- [What you should do]
Using the lines below, work out the count of those that hold "accidental". Give the number only.

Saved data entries
PR #5055, opened 2026-05-27
pkg/downloader: logging nit

kolyshkin:
When commit 9ed9bbc1 changed fmt.Printf to logrus.Infof, it forgot to remove "\n" from the message. This is not shown with the default test log format, but it is visible in json output, e.g.:

> {"level":"info","msg":"Decompressing data\n","time":"2026-05-27T01:39:52-07:00"}

Remove "\n".

### DIFF
--- a/pkg/downloader/downloader.go
+++ b/pkg/downloader/downloader.go
@@ -558,7 +558,7 @@ func decompressLocal(ctx context.Context, decompressCmd, dst, src, ext, descript
 		if description == "" {
 			description = filepath.Base(src)
 		}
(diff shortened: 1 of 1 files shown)


kolyshkin:
PS I grepped for something like this and could not find anything; looks like this was the only place.

afbjorklund (approved):
Wonder why WSL2 changed that line, seems accidental to me

kolyshkin:
> Wonder why WSL2 changed that line, seems accidental to me

It is indeed accidental (that same commit contains a number of small unrelated fixups, formatting changes etc.).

- [Solved problem]
3